暗さを大切に

拝啓
昨夜、新潟から仙台へ帰って参りました。長岡へ寄れたらとも思いましたが新潟市から60キロ余り。帰り道のことも考え、別な機会に譲ることにいたしました。道中、小国街道から仙台への道のりは、雨に煙りつづけていました。濃い霧の中に浮かぶ田んぼは稲刈りもとうに終えたようで、いまはただ長い冬の訪れを待つばかりのように見えました。

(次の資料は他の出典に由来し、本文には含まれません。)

Issue #2012, opened 2024-06-13
TMR: Serialising existing tutorials and refactoring system


BorisJov:
As was done for HelpSelection in #1991 we need to store tutorials in JSON and refator the tutorial system accordingly.
This will be a core change for the TutorialManager, also changing how steps are processed and modelled.

PR #2014, opened 2024-06-18
TMR: Serilasing tutorials

BorisJov:
Mobile tutorials are now using the new JSON-serialised system.
The rest of the existing tutorials (Hololens) are waiting on the new UI to be refactored.
Closes issue #2012 for now.


cawke (changes requested):
As far as I understand, you did not delete old unused classes. We also did not remove unused events in the event manager

image

BorisJov:
Yes, exactly. I intended to remove all of them once the tutorial is fully refactored. This is dependent on the new Hololens UI design, for which we will do tutorial later in the year. Especially for the events I would prefer to do it this way, so as not do the same job twice.

cawke (approved):
ok

PR #2040, opened 2024-07-17
basic build pipeline

fwild:
A first basic build pipeline - just with a regular android build, not quest3 yet


cawke:
to master?

Assets/MirageXR/Automation/Editor/LocalBuildPipeline.cs
```diff
@@ -0,0 +1,116 @@
...
+            {
+                Debug.Log("Build succeeded: " + summary.totalSize + " bytes");
+            }
+
+            if (summary.result == BuildResult.Failed)
+            {
+                Debug.Log("Build failed");
+            }
+
+        }
```
cawke, line 113: please fix the formatting

cawke (changes requested):

Assets/MirageXR/Automation/Editor/LocalBuildPipeline.cs
```diff
@@ -0,0 +1,116 @@
...
+	/// <summary>
+	/// This class adds new menu items to the editor for compiling MirageXR for specific platforms.
+	/// </summary>
+	public class LocalBuildPipeline
+    {
+
+        /// <summary>
+        /// List of scenes to include in the build
+        /// </summary>
+        public static string[] Scenes = { "Assets/MirageXR/Scenes/Start.unity", "Assets/MirageXR/Scenes/Player.unity", "Assets/MirageXR/Scenes/ActivitySelection.unity" };
```
BenediktHensen, line 23: We could use `EditorBuildSettings.scenes` https://docs.unity3d.com/ScriptReference/EditorBuildSettings-scenes.html instead of hardcoding the scene paths, as this is probably prone to breaking if we ever reorganize the folder structure. Then, the build pipeline would automatically take the scenes that are configured in the Build Window. If someones adds a new scene to the build in the future as they will probably overlook that the list in this script would need to be updated, too.

BenediktHensen (commented):
The build works and it creates an apk file. I think everything should be fine with it, functionality-wise. One suggestion is to automatically fetch the included build scenes so that there still is a single source of truth to avoid confusion later on if we change the scenes in the build.

Initially, there were some Unity bugs and crashes with this branch, as Unity somehow did not initialize the buildtargetSettings.AssignedSettings reliably and it was always null, leading to a NullReferenceException when calling the XRPackageMetadataStore.AssignLoader. Sometimes, it would then initialize but then lead to crashes and corrupted XR Settings files during the build. However, after deleting the Library file and letting Unity re-generate the project, the pipeline now works reliably, so it was likely some old cache file that I had in the project.

Assets/MirageXR/Automation/Editor/LocalBuildPipeline.cs
fwild: done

さて、昨日・一昨日は南相馬市から新潟市へ避難されている障害当事者の女性を取材させていただきました。一昨日は昼過ぎから夜まで、夕飯までご馳走になりながらゆっくりとお話させてもらうことが出来ました。話の折「こちらに来て良かったことは何かありましたか?」と問い掛けると、口をグッと結び、ようやくという感じに喉の奥の方から、「新潟の人は…、あったかいから…」と言葉にするとついに絶句し、涙をポロポロこぼされました。女性の頭に、南相馬市で暮らしてきた日々のことや震災後の数々の苦労の日々が去来していたのかもしれません。
また、話が歌のことに及んだ時、彼女が中島みゆきのフアンであることを知りました。最近の歌は聴くことが出来ていないそうですが、みゆきの初期の作品から幾つか好きな曲名を挙げて下さいました。かく云う私も、フアンの一人です。

彼女が挙げてくれた曲の一つに、「海鳴り」がありました。アルバム『愛していると云ってくれ』の4番目に入っている曲で、「海鳴りよ 海鳴りよ 今日もまた お前と 私が 残ったね」という歌詞が、みゆきらしい一曲です。
彼女は「暗くなるといけないから、人と一緒には中島みゆきの歌は聞かないの」と苦笑いしながら話してくれました。私の学生時代、一年間だけ受講させていただいた教育学の岡村遼司先生が授業の際に仰った「中島みゆきは、いいですねえ。とてもいいですねえ。冬に聴くのがいいですねえ。ただ夏に聴くと…、死にたくなる…。」という呟きが思い出されて、可笑しかったです。

イロニーとして彼女の云う「暗さ」や、先生の云う「死にたくなる」という感覚をこそ、私は映像制作の上でも生きていく上でも大切にしたいと思っています。